(Extracted records)
PR #6698, opened 2023-12-03
Fix: Content relations

martin-rueegg:
This PR addresses the circumstance, where the cached record in the polymorphic relationship of a content model does not correspond to the instance of the `ContentActiveRecord` that is accessing it's `content` property.

Furthermore, it address the fact, that the `ContentStateService::set()` method is calling a deprecated `setState()` method on it's content object, which then in turn again calls `ContentStateService::set()`. The endless loop is only prevented thanks to PHP avoiding calling the same `__set($name)` call recursively. So the loop happens only once.

Also v1.14 is affected by this.

## PR Admin

Could this still be added to v1.15 or even 1.14? Happy to rebase, if yes.

- Bugfix

- No

###The PR fulfills these requirements

- [ ] All [tests](#issuecomment-new) are passing
- [ ] Changelog was modified

### DIFF
--- a/CHANGELOG.md
+++ b/CHANGELOG.md
@@ -3,6 +3,7 @@ HumHub Changelog
 
 1.15.1 (Unreleased)
 --------------------------------
+- Fix #6698: Content relations
 - Fix #6644: Fix push service
 - Fix #6645: File dropdown not visible at the bottom of the page
 - Fix #6639: Apply image inline styles in email message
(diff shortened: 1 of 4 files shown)


luke- (approved):

luke-:
@martin-rueegg Thanks, I'll think a fix for `v1.15+` is fine.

Instructions to follow
Which lines of the records above hold the word "martin"? Copy each of them.

Completed task
martin-rueegg:
@martin-rueegg Thanks, I'll think a fix for `v1.15+` is fine.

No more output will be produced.